In November 2014, ACOR signed on to implement a USAID-funded initiative called Sustainable Cultural Heritage through Engagement of Local Communities Project (“SCHEP”). This four-year pilot project seeks to build a positive mutual engagement between archaeological sites/projects and their host communities.
But what does that mean?!
Over the past 40 years, there has been a growing awareness that archaeologists who benefit from research conducted on archaeological sites should consider the perspectives, concerns, and interests of the contemporary communities around their work sites. Best practice in archaeology increasingly recognizes that no stratum of cultural heritage remains is intrinsically “more important” than another. One might be better preserved than another; one might have more material remains than another; but no culture’s history is objectively more worthy of study or preservation than another’s. The contemporary community is only the most recent, most tangible “stratum” of a site’s cultural history. Unlike the strata underground, however, the site’s contemporary host community is walking around and can speak and act on its own behalf.
In a certain sense, however, the potential of the archaeological site to benefit the community—particularly through tourism—depends to a great extent on the community’s willingness to protect it. SCHEP is, at its heart, an effort to enliven the relationship between the contemporary community and its archaeological heritage. It seeks to bring benefit both to the community—via tourism and tourism-related enterprises, for example—and to the archaeological site—via increased community awareness and investment in site conservation.
SCHEP also addresses a much larger, more abstract community that we call the “community of practice,” referring to best practice in cultural heritage conservation. This community includes scholars and archaeologists, tour guides and tourists themselves, the Department of Antiquities and the Ministry of Tourism, project directors and site guards, research institutes, and universities. By engaging all of these community members in dialogue through workshops, training courses, a comprehensive website, cross-disciplinary events, and conferences, SCHEP will enrich the level of discourse about cultural heritage conservation and bring that discourse to bear on the sites themselves.
Over the coming four years, SCHEP will develop durable and mutually beneficial relationships between at least eight currently underserved archaeological sites, their host communities, and the broader community of practice. SCHEP supports archaeological research that leads to the articulation and “readability” of a site—that is, defining a site so that the casual visitor can understand what s/he is seeing. This articulation is enhanced by creating signed interpretive trails and training community guides to accompany school visits and tour groups. To this end, SCHEP asks each project director to develop a site narrative, a story that will inform and engage students and scholars, Jordanian weekenders, and international tourists. The site narrative is the important and informed story that will be told on trails, by community guides, on websites and—much elaborated—at the scholarly level.
At the same time, SCHEP is working to integrate existing initiatives in host communities to create the infrastructure for tourism. Many of these sites are not presently on tourism’s “beaten path” within Jordan. Perhaps they are far from other sites, requiring too much time commitment from a tour operator. Perhaps they are accessible, but not intelligible to the average tourist or guide. Perhaps there is another site half an hour away that has clean bathrooms! Part of SCHEP’s interest is to develop target sites to receive visitors and grasp their attention—and make them comfortable, which will hopefully then encourage them to spend a little money in the host community.

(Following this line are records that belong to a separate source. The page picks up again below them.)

PR #233, opened 2026-08-10
Phase 1: wire-contract drift guards + F4 crash detection (+ small follow-ups)

zippy:
Phase 1 of the maintainability plan (close the wire-contract drift; add the conductor crash-detection fix), plus the small follow-ups that had accrued. One concern per commit.

## Phase 1

- **Remove 5 dead IPC channels + drift test** (`9075b5c3`). `enable-dev-mode`, `disable-dev-mode`, `fetch-icon`, `open-app`, `open-appstore` were invoked in preload with no `ipcMain.handle` (rejecting at runtime); none had a caller. `src/main/ipc-contract-drift.test.ts` now fails the build if any preload channel lacks a handler or any handler is unreachable — the realized-bug class can't recur.
- **Exhaustive applet-host switch + TypeBox↔union link** (`2a4f1363`). The `handleAppletIframeMessage` default is now a `never` exhaustiveness guard (a new `AppletToParentRequest` variant without a case is a compile error; this surfaced two legacy variants `ready`/`search` that no applet sends). `validationSchemas.ts` links to the union so the validator's message-type discriminants must match `AppletToParentRequest` (`WireContractInSync`) — verified non-vacuous with a negative control. Two of the three hand-maintained copies of the applet contract now fail the build on drift.
- **Conductor/lair crash detection, F4** (`ae86546a`). The launch promise only settled on `'Conductor ready.'` or two literal error strings and nothing watched the process — a port race or incompatible DB left the UI hung at "starting Holochain..." forever. Added `error`/`exit` listeners + a generous (5 min) ready-timeout backstop, guarded by a single `settled` flag; a post-startup crash is surfaced via `emitHolochainFatalPanic` instead of dropped.

## Follow-ups

- **wdocker network defaults + signal cleanup** (`68459818`) — the second step from #232: point wdocker's bootstrap/relay defaults at `bootstrap-relay.moss.social`, remove the unused `PRODUCTION_SIGNALING_URLS`.
- **Extract `AppletZomeCallAuthorizer` + invalidate on uninstall** (`d08cde5d`) — deferred #231 review findings 5 & 6: move ~95 lines of signing cache/authorization out of the 3,200-line `index.ts` into a unit-tested module, and clear its cache on uninstall so it never keeps granting for a gone app.

## Verification

- `yarn typecheck` + `yarn test:unit` (138) green.
- e2e `#12` passes — launches a real conductor (F4 happy path) and round-trips an applet zome call through the extracted signer.

## Not included (noted follow-ups)
- The full 78-handler typed IPC contract (the drift *test* covers the realized risk at much lower cost; a full contract-typed registration is a larger refactor for later).
- F4's non-re-entrant launch handler (orphans a conductor on double-launch) and quit ordering (lair before conductor).

### DIFF
--- a/src/main/appletZomeCallAuthorizer.ts
+++ b/src/main/appletZomeCallAuthorizer.ts
@@ -4,22 +4,26 @@ import type { AppletId } from '@theweave/api';
 import { decideZomeCallSignable, type ZomeCallSigningDecision } from './zomeCallSigningPolicy';
 
 /**
- * How long a resolved cell set may be trusted before it is rebuilt from live app
- * info. This is the self-heal window for an uninstall that never called
- * invalidate() — notably the renderer's leaveGroup, which uninstalls apps
- * through its own admin websocket and so bypasses the main-process invalidate
- * sites. Within this window a torn-down applet's cells can still be granted, but
- * there is no iframe left to request signing for them.
+ * How long a resolved cell set may be served before it is refreshed. Past this
+ * age the cache is refreshed in the background while the current (stale) set is
+ * still used to decide, so signing never blocks on — or fails with — a listApps
+ * round-trip. It is the self-heal window for an uninstall that never called
+ * invalidate(): notably the renderer's leaveGroup, which uninstalls apps through
+ * its own admin websocket and so bypasses the main-process invalidate sites. A
+ * torn-down applet's cells can still be granted for up to this window, but there
+ * is no iframe left to request signing for them.
  */
 const CACHE_MAX_AGE_MS = 60_000;
 
 /**
  * Minimum time between rebuilds triggered by an unknown-cell refusal. A rebuild
- * picks up an applet or group installed since the last build (so a legitimate
- * just-installed cell is not falsely refused), but only once per interval, so a
- * flood of calls to a genuinely-unknown cell cannot drive an unthrottled
- * listApps per call. The interval is well below the time it takes a
- * newly-installed applet's iframe to mount and make its first call.
+ * picks up an applet or group installed since the last build, but only once per
+ * interval, so a flood of calls to a genuinely-unknown cell cannot drive an
+ * unthrottled listApps per call. Legitimate new cells do not depend on this
+ * timing: the install IPC handlers call invalidate(), which drops the cache so
+ * the next call rebuilds regardless of the interval. The residual case is a cell
+ * that appears with no main-process signal (an applet cloning its own DNA over
+ * the app websocket) and is called within the interval of the last build.
  */
 const MIN_UNKNOWN_REBUILD_INTERVAL_MS = 1_000;
 
@@ -29,17 +33,18 @@ const MIN_UNKNOWN_REBUILD_INTERVAL_MS = 1_000;
  * decideZomeCallSignable policy).
  *
  * Resolving the allowed cells is a listApps round-trip and signing is on the hot
- * path, so the result is cached. Freshness is maintained three ways: invalidate()
- * drops it immediately (called on the IPC uninstall paths); a request that the
- * cached view refuses for an *unknown* cell rebuilds once (throttled) so a
- * just-installed cell is picked up; and a cache older than CACHE_MAX_AGE_MS is
- * rebuilt before use so a missed invalidate self-heals. A generation counter
- * ensures an invalidate() during an in-flight rebuild discards that rebuild's
- * (now stale) snapshot instead of silently restoring it.
+ * path, so the result is cached. Freshness is maintained four ways: invalidate()
+ * drops it immediately (called on the app install/uninstall IPC paths); a request
+ * refused for an *unknown* cell rebuilds once (throttled) so a just-installed
+ * cell is picked up; a cache older than CACHE_MAX_AGE_MS is refreshed in the
+ * background so a missed invalidate self-heals without blocking signing; and a
+ * generation counter makes an invalidate() during an in-flight rebuild discard
+ * that rebuild's (now stale) snapshot instead of committing it.
  */
 export class AppletZomeCallAuthorizer {
-  private cache: { ownByAppletId: Map<string, Set<string>>; groupCells: Set<string> } | undefined;
-  private builtAt = 0;
+  private cache:
+    | { ownByAppletId: Map<string, Set<string>>; groupCells: Set<string>; builtAt: number }
+    | undefined;
   private generation = 0;
   private rebuildInFlight: Promise<void> | undefined;
 
@@ -68,12 +73,22 @@ export class AppletZomeCallAuthorizer {
         groupCellIdsB64: this.cache?.groupCells ?? new Set(),
       });
 
-    if (!this.cache || this.clock() - this.builtAt > CACHE_MAX_AGE_MS) await this.rebuild();
+    if (!this.cache) {
+      // Cold start (or just invalidated): must block until we know the cells.
+      await this.rebuild();
+    } else if (this.clock() - this.cache.builtAt > CACHE_MAX_AGE_MS) {
+      // Stale-while-revalidate: keep serving the current set and refresh in the
+      // background. The .catch keeps a rejected listApps (socket reconnecting,
+      // conductor restarting) from becoming an unhandled rejection or a signing
+      // outage.
+      void this.rebuild().catch(() => {});
+    }
+
     let decision = evaluate();
     if (
       !decision.sign &&
       decision.reason === 'unknown-cell' &&
-      this.clock() - this.builtAt > MIN_UNKNOWN_REBUILD_INTERVAL_MS
+      (!this.cache || this.clock() - this.cache.builtAt > MIN_UNKNOWN_REBUILD_INTERVAL_MS)
     ) {
       await this.rebuild();
       decision = evaluate();
@@ -98,29 +113,29 @@ export class AppletZomeCallAuthorizer {
     if (this.rebuildInFlight) return this.rebuildInFlight;
     const generationAtStart = this.generation;
     const p = (async () => {
-      const apps = await this.listApps();
-      // An invalidate() during the listApps round-trip means this snapshot may
-      // already be stale (e.g. the app it would grant was just uninstalled), so
-      // discard it rather than restore it.
-      if (generationAtStart !== this.generation) return;
-      const ownByAppletId = new Map<string, Set<string>>();
-      const groupCells = new Set<string>();
-      for (const app of apps) {
-        const appId = app.installed_app_id;
-        if (appId.startsWith('applet#')) {
-          ownByAppletId.set(appletIdFromAppId(appId), new Set(cellIdsOfApp(app)));
-        } else if (appId.startsWith('group#')) {
-          // Only the `group` role cell hosts the profiles zome an applet may call.
-          for (const key of cellIdsOfApp(app, 'group')) groupCells.add(key);
+      try {
+        const apps = await this.listApps();
+        // An invalidate() during the listApps round-trip means this snapshot may
+        // already be stale (e.g. the app it would grant was just uninstalled), so
+        // discard it rather than commit it.
+        if (generationAtStart !== this.generation) return;
+        const ownByAppletId = new Map<string, Set<string>>();
+        const groupCells = new Set<string>();
+        for (const app of apps) {
+          const appId = app.installed_app_id;
+          if (appId.startsWith('applet#')) {
+            ownByAppletId.set(appletIdFromAppId(appId), new Set(cellIdsOfApp(app)));
+          } else if (appId.startsWith('group#')) {
+            // Only the `group` role cell hosts the profiles zome an applet may call.
+            for (const key of cellIdsOfApp(app, 'group')) groupCells.add(key);
+          }
         }
+        this.cache = { ownByAppletId, groupCells, builtAt: this.clock() };
+      } finally {
+        if (generationAtStart === this.generation) this.rebuildInFlight = undefined;
       }
-      this.cache = { ownByAppletId, groupCells };
-      this.builtAt = this.clock();
     })();
     this.rebuildInFlight = p;
-    void p.finally(() => {
-      if (this.rebuildInFlight === p) this.rebuildInFlight = undefined;
-    });
     return p;
   }
 }
--- a/src/main/appletZomeCallAuthorizer.ts
+++ b/src/main/appletZomeCallAuthorizer.ts
@@ -16,14 +16,15 @@ import { decideZomeCallSignable, type ZomeCallSigningDecision } from './zomeCall
 const CACHE_MAX_AGE_MS = 60_000;
 
 /**
- * Minimum time between rebuilds triggered by an unknown-cell refusal. A rebuild
- * picks up an applet or group installed since the last build, but only once per
- * interval, so a flood of calls to a genuinely-unknown cell cannot drive an
- * unthrottled listApps per call. Legitimate new cells do not depend on this
- * timing: the install IPC handlers call invalidate(), which drops the cache so
- * the next call rebuilds regardless of the interval. The residual case is a cell
- * that appears with no main-process signal (an applet cloning its own DNA over
- * the app websocket) and is called within the interval of the last build.
+ * Minimum time between rebuild *attempts* (see maybeRebuild). A rebuild picks up
+ * an applet or group installed since the last build, but only once per interval,
+ * so a flood of unknown-cell calls — or a rejecting listApps during an outage —
+ * cannot drive an unthrottled round-trip per call. Legitimate new cells do not
+ * depend on this timing: the install IPC handlers call invalidate(), which drops
+ * the cache and resets the attempt clock so the next call rebuilds regardless of
+ * the interval. The residual case is a cell that appears with no main-process
+ * signal (an applet cloning its own DNA over the app websocket) and is called
+ * within the interval of the last build.
  */
 const MIN_UNKNOWN_REBUILD_INTERVAL_MS = 1_000;
 
@@ -62,6 +63,9 @@ export class AppletZomeCallAuthorizer {
     this.cache = undefined;
     this.generation += 1;
     this.rebuildInFlight = undefined;
+    // Allow the next authorize() to rebuild immediately rather than being
+    // rate-limited against the previous attempt.
+    this.lastAttemptAt = -Infinity;
   }
 
   async authorize(
@@ -78,29 +82,40 @@ export class AppletZomeCallAuthorizer {
       });
 
     if (!this.cache) {
-      // Cold start (or just invalidated): must block until we know the cells.
-      await this.rebuild();
-    } else if (
-      this.clock() - this.cache.builtAt > CACHE_MAX_AGE_MS &&
-      this.clock() - this.lastAttemptAt > MIN_UNKNOWN_REBUILD_INTERVAL_MS
-    ) {
-      // Stale-while-revalidate: keep serving the current set and refresh in the
-      // background, at most once per interval. The .catch keeps a rejected
-      // listApps (socket reconnecting, conductor restarting) from becoming an
-      // unhandled rejection, a signing outage, or one doomed round-trip per call.
-      void this.rebuild().catch(() => {});
+      // Cold start (or just invalidated): block until we know the cells. If the
+      // rebuild fails (or is rate-limited during an outage) the cache stays
+      // undefined and we fail closed below.
+      await this.maybeRebuild();
+    } else if (this.clock() - this.cache.builtAt > CACHE_MAX_AGE_MS) {
+      // Stale-while-revalidate: keep serving the current set, refresh in the
+      // background.
+      void this.maybeRebuild();
     }
 
     let decision = evaluate();
-    if (
-      !decision.sign &&
-      decision.reason === 'unknown-cell' &&
-      (!this.cache || this.clock() - this.cache.builtAt > MIN_UNKNOWN_REBUILD_INTERVAL_MS)
-    ) {
-      await this.rebuild();
+    if (!decision.sign && decision.reason === 'unknown-cell') {
+      // Refresh once to pick up a cell installed/cloned since the last build.
+      await this.maybeRebuild();
       decision = evaluate();
     }
     return decision;
+  }
+
+  /**
+   * Rebuild the cache, but at most one *attempt* per interval (whether it
+   * succeeds or fails), and never propagating a failure. This is the one rate
+   * limit and error boundary for all three authorize() call sites: a flood of
+   * unknown-cell calls, or a rejecting listApps during an admin-socket outage,
+   * fires at most one round-trip per interval, and callers always fall through to
+   * a fail-closed decision rather than throwing a raw socket error at the applet.
+   * Concurrent callers coalesce onto the in-flight rebuild.
+   */
+  private maybeRebuild(): Promise<void> {
+    if (this.rebuildInFlight) return this.rebuildInFlight.catch(() => {});
+    if (this.clock() - this.lastAttemptAt <= MIN_UNKNOWN_REBUILD_INTERVAL_MS) {
+      return Promise.resolve();
+    }
+    return this.rebuild().catch(() => {});
   }
 
   /**
@@ -122,6 +137,11 @@ export class AppletZomeCallAuthorizer {
     const generationAtStart = this.generation;
     const p = (async () => {
       try {
+        // Suspend before calling listApps so the `this.rebuildInFlight = p` below
+        // always runs before the body can complete — otherwise a *synchronously*
+        // throwing listApps would leave a rejected promise stored in
+        // rebuildInFlight that every future rebuild() short-circuits onto forever.
+        await Promise.resolve();
         const apps = await this.listApps();
         // An invalidate() during the listApps round-trip means this snapshot may
         // already be stale (e.g. the app it would grant was just uninstalled), so
--- a/src/main/appletZomeCallAuthorizer.ts
+++ b/src/main/appletZomeCallAuthorizer.ts
@@ -1,0 +1,105 @@
+import { AppInfo, CallZomeRequest, CellId, CellInfo, encodeHashToBase64 } from '@holochain/client';
+import { appletIdFromAppId, getCellId } from '@theweave/utils';
+import { decideZomeCallSignable, type ZomeCallSigningDecision } from './zomeCallSigningPolicy';
+
+/**
+ * Resolves which cells each installed applet is allowed to have zome calls signed
+ * for, and decides individual sign requests against that set (via the pure
+ * decideZomeCallSignable policy).
+ *
+ * Resolving the allowed cells is a listApps round-trip and signing is on the hot
+ * path, so the result is cached. The cache is rebuilt lazily: a request that the
+ * cached view would refuse for an *unknown* cell triggers one refresh before the
+ * refusal, so a just-installed applet or group is picked up with no false
+ * rejection; concurrent refreshes coalesce into a single listApps. A known group
+ * cell refused for a non-profiles zome is not re-checked (a rebuild cannot change
+ * that verdict). Callers invalidate() on uninstall so the cache never keeps
+ * granting for an app that is gone.
+ */
+export class AppletZomeCallAuthorizer {
+  private cache: { ownByAppletId: Map<string, Set<string>>; groupCells: Set<string> } | undefined;
+  private rebuildInFlight: Promise<void> | undefined;
+
+  constructor(private listApps: () => Promise<AppInfo[]>) {}
+
+  /** Drop the cached cell sets so the next authorize() re-resolves from live app info. */
+  invalidate(): void {
+    this.cache = undefined;
+  }
+
+  async authorize(
+    callerAppletIds: string[],
+    zomeCall: CallZomeRequest,
+  ): Promise<ZomeCallSigningDecision> {
+    if (!zomeCall.cell_id) return { sign: false, reason: 'unknown-cell' };
+    const evaluate = (): ZomeCallSigningDecision =>
+      decideZomeCallSignable({
+        cellIdB64: cellIdKey(zomeCall.cell_id!),
+        zomeName: zomeCall.zome_name,
+        appletOwnCellIdsB64: this.ownCellsForCallers(callerAppletIds),
+        groupCellIdsB64: this.cache?.groupCells ?? new Set(),
+      });
+
+    if (!this.cache) await this.rebuild();
+    let decision = evaluate();
+    if (!decision.sign && decision.reason === 'unknown-cell') {
+      await this.rebuild();
+      decision = evaluate();
+    }
+    return decision;
+  }
+
+  /**
+   * The union of own-cells across the caller's applet ids. A plain applet caller
+   * passes one id; a cross-group view passes every applet of its tool, so it may
+   * legitimately sign for any of them (but still only their own cells).
+   */
+  private ownCellsForCallers(callerAppletIds: string[]): Set<string> {
+    const union = new Set<string>();
+    for (const id of callerAppletIds) {
+      for (const key of this.cache?.ownByAppletId.get(id) ?? []) union.add(key);
+    }
+    return union;
+  }
+
+  private rebuild(): Promise<void> {
+    if (this.rebuildInFlight) return this.rebuildInFlight;
+    this.rebuildInFlight = (async () => {
+      try {
+        const apps = await this.listApps();
+        const ownByAppletId = new Map<string, Set<string>>();
+        const groupCells = new Set<string>();
+        for (const app of apps) {
+          const appId = app.installed_app_id;
+          if (appId.startsWith('applet#')) {
+            ownByAppletId.set(appletIdFromAppId(appId), new Set(cellIdsOfApp(app)));
+          } else if (appId.startsWith('group#')) {
+            // Only the `group` role cell hosts the profiles zome an applet may call.
+            for (const key of cellIdsOfApp(app, 'group')) groupCells.add(key);
+          }
+        }
+        this.cache = { ownByAppletId, groupCells };
+      } finally {
+        this.rebuildInFlight = undefined;
+      }
+    })();
+    return this.rebuildInFlight;
+  }
+}
+
+/** Stable string key for a CellId ([DnaHash, AgentPubKey]) so it can go in a Set. */
+function cellIdKey(cellId: CellId): string {
+  return `${encodeHashToBase64(cellId[0])}|${encodeHashToBase64(cellId[1])}`;
+}
+
+function cellIdsOfApp(appInfo: AppInfo, roleFilter?: string): string[] {
+  const keys: string[] = [];
+  for (const [roleName, cellInfos] of Object.entries(appInfo.cell_info)) {
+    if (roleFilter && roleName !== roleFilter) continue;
PR #234, opened 2026-08-11
fix(e2e): disambiguate invite-dialog copy-link locator (fixes smoke #03)

zippy:
Smoke #03 (join-group) has been red on main-0.7 since the invite-code feature landed: the invite dialog now renders **two** `.copy-link-input` elements — the invite link and, below it, the invite code — so `getCurrentGroupInviteLink`'s locator matched two elements and failed Playwright strict mode (`strict mode violation: ... resolved to 2 elements`).

Fix: take `.first()` (the link). The helper's existing `expect.poll(readLink).toMatch(/invite/i)` already confirms it's the link, not the code.

This is independent of the Phase 1 PR (#233) — that PR inherits the same red because it branched off main-0.7; merging this un-reds the smoke suite for both.

### DIFF
--- a/tests/e2e/helpers/groups.ts
+++ b/tests/e2e/helpers/groups.ts
@@ -236,9 +236,12 @@ export async function getCurrentGroupInviteLink(page: Page): Promise<string> {
   // ("Node is not an <input>"). Read its `.value` JS property via evaluate.
   // Poll because the template binds `.value=...` reactively — first render
   // frame may have an empty value before invitationUrl resolves.
+  // The dialog now has two copy-link inputs — the invite link and, below it, the
+  // invite code. Take the first (the link); the /invite/ poll below confirms it.
   const readLink = () =>
     page
       .locator('invite-people-dialog sl-input.copy-link-input')
+      .first()
       .evaluate((el) => (el as HTMLElement & { value: string }).value);
   await expect.poll(readLink, { timeout: 10_000 }).toMatch(/invite/i);
   const link = await readLink();
--- a/tests/e2e/helpers/groups.ts
+++ b/tests/e2e/helpers/groups.ts
@@ -236,13 +236,17 @@ export async function getCurrentGroupInviteLink(page: Page): Promise<string> {
   // ("Node is not an <input>"). Read its `.value` JS property via evaluate.
   // Poll because the template binds `.value=...` reactively — first render
   // frame may have an empty value before invitationUrl resolves.
-  // The dialog now has two copy-link inputs — the invite link and, below it, the
+  // The dialog has two copy-link inputs — the invite link and, below it, the
   // invite code. Take the first (the link); the /invite/ poll below confirms it.
+  // A short evaluate timeout keeps a never-opening dialog (zero matches) failing
+  // fast with a locator error rather than hanging to the suite timeout.
   const readLink = () =>
     page
       .locator('invite-people-dialog sl-input.copy-link-input')
       .first()
-      .evaluate((el) => (el as HTMLElement & { value: string }).value);
+      .evaluate((el) => (el as HTMLElement & { value: string }).value, undefined, {
+        timeout: 5000,
+      });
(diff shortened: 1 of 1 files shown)


tests/e2e/helpers/groups.ts
```diff
@@ -236,9 +236,12 @@ export async function getCurrentGroupInviteLink(page: Page): Promise<string> {
   // ("Node is not an <input>"). Read its `.value` JS property via evaluate.
   // Poll because the template binds `.value=...` reactively — first render
   // frame may have an empty value before invitationUrl resolves.
+  // The dialog now has two copy-link inputs — the invite link and, below it, the
+  // invite code. Take the first (the link); the /invite/ poll below confirms it.
   const readLink = () =>
     page
       .locator('invite-people-dialog sl-input.copy-link-input')
+      .first()
```
zippy, line 246: Three hazards in the positional pick, one of which can silently return the wrong link:

1. **The selector is page-wide, not dialog-scoped.** `invite-people-dialog` is rendered by both `group-home` and `group-area-sidebar`, and `main-dashboard` keeps one hidden `group-container` per group in the DOM — so even the single-group case matches two dialogs (four inputs), and with ≥2 groups `.first()` resolves to whichever group's dialog comes first in DOM order, not necessarily the selected group. The `/invite/i` poll passes on *any* group's link, so a future multi-group caller gets a silent false green (agent 2 joins the wrong group; `toHaveCount(1)` still passes). At minimum, scope to the open dialog: `page.locator('invite-people-dialog:has(sl-dialog[open]) sl-input.copy-link-input').first()`.

2. **The `/invite/i` poll discriminates link-from-code only by accident** — the code format is `moss-<v>-<base64url>` and happens not to contain "invite". If the inputs are ever reordered (plausible: the code exists precisely because links get stripped in transit) the poll times out at 10s pointing at the helper, not the template; and since 546dadb7 the join dialog accepts codes too, so a caller without the poll would join successfully on the wrong artifact and nothing would notice.

3. **`readLink()` runs again after the poll**, so the returned value is not the value that satisfied it — a Lit re-render between the two reads can hand back `''` or a different match, surfacing 100+ lines later as "join dialog never closed". Capture the value inside the poll.

The right-altitude fix is in the dialog rather than the helper: both inputs share `class="moss-input copy-link-input"` and neither has a `.label` — unlike `join-group-dialog`'s `.label=${msg('Invite Link or Code')}`, which is exactly what lets `joinGroupByInviteLink` target semantically at line 207. Giving each input a label (`Invite link` / `Invite code`) fixes the screen-reader gap and lets this helper use `getByLabel` per the suite's own locator-priority rule (tests/e2e/README.md), making reorders and additions a no-op. Fine to land the `.first()` now and do the dialog labels as a follow-up.

zippy (commented):
As an unblocking one-liner this is fine to merge — it matches today's DOM and un-reds the smoke suite. The inline comment covers what the positional pick cements and where the real fix lives (the dialog, not the helper). Two smaller notes:

- `locator.evaluate` has no timeout (`actionTimeout` is unset in `playwright.config.ts`, so it waits unbounded) and `expect.poll` can't cancel an in-flight callback. If the dialog fails to open — zero matches — the first `readLink()` never resolves and the test hangs to the 240s suite timeout (900s in 09) instead of failing at 10s with a locator error. Passing `{ timeout: 5000 }` to `evaluate` restores a fast, pointed failure.
- The new comment's "The dialog now has two copy-link inputs" narrates the change (CLAUDE.md rule 6) — "has two" says the same thing without dating itself.

zippy (commented):
Re-checked 80416f04: the 5s evaluate timeout is passed correctly (third argument of evaluate, with arg=undefined) so a never-opening dialog now fails fast with a locator error instead of hanging to the suite timeout, and the comment no longer dates itself. Both notes from the previous review are resolved; the remaining suggestions (dialog-side labels, capturing the polled value, scoping to the open dialog) stand as follow-ups and none block merging. Merge order recommendation unchanged: this first, then #233.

2015 is not a great year for international tourism to the Middle East. Indeed, the tourism market here is incredibly vulnerable to the negative impacts of regional conflict. Even in good years, the market is sharply seasonal—concentrated on March–May and September–October, and yielding precious little income in between. As such, SCHEP is focusing its efforts on the domestic tourism market (JD 61 million in 2011) as well and on building a solid program of school tourism. Carefully targeted development of curriculum units is aimed to attract teachers for field trips. Most of our communities are so-called “poverty pockets,” and the income from just a couple of school buses a week would positively impact local businesses. Of course we hope for more than a couple!
Building local enterprises and creating sustainable employment will be key to SCHEP’s success. To return to the matter of community engagement, local communities must reap the economic benefits of heritage and tourism development. “Inside the fence” (referring to the fences usually built around archaeological sites), SCHEP is funding the training and certification of skilled teams of local workers, and will also be helping to promote and market them. “Outside the fence,” SCHEP is bringing together a range of initiatives to promote tourism-related small businesses as well as essential infrastructure and services, such as food and beverage outlets, parking, shaded seating, and information points.
By working at both the intensely local level and within Jordan’s broader community of practice, both on focused site development and the economic capacities of local communities, SCHEP hopes to build sustainability into cultural heritage management in host communities.
Written by Erin Addison, SCHEP Projects Lead
Erin Addison is an historian and landscape architect specializing in the sustainable development of arid lands. She has lived in Jordan and worked in development and regional planning projects for most of the past 20 years, and is presently the Cultural Heritage Resource (CHR) Project Lead for USAID SCHEP, which is being implemented by ACOR.
This blog article is not official U.S. Government information and does not necessarily represent the views or positions of the U.S. Agency for International Development or the U.S. Government.